Publisher Canada: Immigration and Refugee Board of Canada
Author Research Directorate, Immigration and Refugee Board of Canada, Ottawa
Publication Date 13 November 2008
Citation / Document Symbol AGO102966.E
Cite as Canada: Immigration and Refugee Board of Canada, Angola: Overview of political conditions (July 2008 - October 2008), 13 November 2008, AGO102966.E, available at: http://www.refworld.org/docid/49b92b5f14.html [accessed 21 September 2014]
DisclaimerThis is not a UNHCR publication. UNHCR is not responsible for, nor does it necessarily endorse, its content. Any views expressed are solely those of the author or publisher and do not necessarily reflect those of UNHCR, the United Nations or its Member States.

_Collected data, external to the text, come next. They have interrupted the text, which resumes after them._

PR #1337, opened 2023-08-28
Make Iterator[foo] default return annot (again) for generators

haakonvt:
## Description
With the release of `pydoclint` v0.3.0, Iterators are back in the game.


erlendvollset (approved):
LGTM

PR #1340, opened 2023-08-30
[DEGR-2757] Rewrite function validation using AST parsing. 

qTipTip:
## Description

In response to [an issue](https://cognitedata.atlassian.net/browse/DEGR-2757) pertaining to how we validate function code before deploying, I've rewritten the code to use AST parsing for basic validation instead of relying on `importlib`.

We also now do the full `importlib` validation, but now in a subprocess which should isolate it from everything else going on.
Thus, one function validation should not interfere with another function validation. 

For users running the SDK through Pyodide, where `subprocess / multiprocess` is not available, we fall back to the old importlib method, and clean up loaded modules afterwords as best we can. 
 
## Checklist:
- [x] Tests added/updated. These should capture the desired output. 


cognite/client/_api/functions.py
```diff
@@ -525,6 +523,29 @@ def convert_file_path_to_module_path(file_path: str) -> str:
     return ".".join(Path(file_path).with_suffix("").parts)
 
 
+def _get_handle_function_node(handler_path: Path) -> ast.FunctionDef | None:
```
qTipTip, line 526: Is the `|` typing okay here? I am developing on Python 3.10.6. Ruff auto-corrected it to `|` from `Optional`.

haakonvt:
Have you considered/tested `importlib.util.find_spec`?
https://docs.python.org/3/library/importlib.html#importlib.util.find_spec

cognite/client/_api/functions.py
```diff
@@ -521,44 +525,94 @@ def _create_session_and_return_nonce(
...
-    cached_handler_module = sys.modules.get("handler")
-    if cached_handler_module:
-        del sys.modules["handler"]
+    _validate_function_from_ast(handle_function_node)
 
-    module_path = convert_file_path_to_module_path(function_path)
-    handler = importlib.import_module(module_path)
+    # Opt-in import checks
+    if check_imports:
+        with _import_lock:
```
qTipTip, line 587: @haakonvt 

Is this along the lines of what you envisioned? Not used thread locks before.

tests/tests_unit/test_api/test_functions.py
```diff
@@ -405,13 +405,27 @@ class TestFunctionsAPI:
...
+    )
+    def test_validate_folder(self, function_folder, function_path, exception):
+        folder = os.path.join(os.path.dirname(__file__), "function_test_resources", function_folder)
+        if exception is None:
+            validate_function_folder(folder, function_path)
+        else:
+            with pytest.raises(exception):
+                validate_function_folder(folder, function_path)
+
+    @pytest.mark.skip(reason="We no longer import the function code, so unable to verify imports")
```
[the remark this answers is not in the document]
qTipTip: Question no longer relevant.

cognite/client/_api/functions.py
qTipTip: Removed threadlock.

qTipTip:
> Have you considered/tested/evaluated `importlib.util.find_spec`? https://docs.python.org/3/library/importlib.html#importlib.util.find_spec
> 
> Edit: Took the discussion to slack

@haakonvt 

I decided on using a separate process for the import-check. That should isolate it from whatever else might be going on. I tried monkey patching out the `sys.modules` with a new dictionary, but it had too many sideeffects.

haakonvt (approved):
Nice! 💯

Angola held parliamentary elections on 5-6 September 2008 (EISA Sept. 2008; BBC 17 Sept. 2008; Southern African News Features 30 Sept. 2008). The result was a victory for the ruling party, the Popular Movement for the Liberation of Angola (Movimento Popular de Libertação de Angola, MPLA), as it captured 191 seats in the 220-member Parliament and obtained 81.64 percent of the vote; the principal opposition, the National Union for the Total Independence of Angola (União Nacional para a Independência Total de Angola, UNITA), procured 16 seats and 10.39 percent of the vote (BBC 17 Sept. 2008; Southern Africa News Features 30 Sept. 2008). The Social Renovation Party (Partido de Renovação Social, PRS) obtained eight seats, the Angola National Freedom Front (Frente Nacional de Libertação de Angola, FNLA) received three seats, and the New Democratic Coalition (Nova Democracia, ND) won two seats (ibid.; EISA Sept. 2008).

International observers expressed a variety of views on the validity of the elections. The leader of a European Union (EU) mission monitoring the elections stated that the elections represented progress in democracy and that the EU would not declare the poll "invalid" (BBC 8 Sept. 2008). The observer mission sent by the Southern African Development Community (SADC) judged the elections to be "peaceful, free, transparent, and credible" (SAPA 9 Sept. 2008). The SADC is a regional institution of fourteen southern African states based in Gaborone, Botswana, whose objective is the establishment of a "community providing for regional peace and security, and an integrated regional economy" (South Africa 12 Feb. 2004). The 26-member observer mission sent by the Pan-African Parliament (PAP) states that despite "shortcomings," the elections were "generally free and fair" (PAP 7 Sept. 2008). The PAP, also called the African Parliament, is a parliament located in Midrand, South Africa (ibid. n.d.). It is the legislative body of the African Union (AU) and has 265 parliamentarians elected by the legislatures of the AU countries (ibid.). A Human Rights Watch (HRW) report states that the elections were tainted by "irregularities," including the National Electoral Commission's delay in accrediting national election observers, the "disproportionate" amount of coverage given to the MPLA campaign by the state media, the government's tardiness in giving funding to the opposition parties, and several instances of violence against UNITA supporters during the election campaign period (15 Sept. 2008).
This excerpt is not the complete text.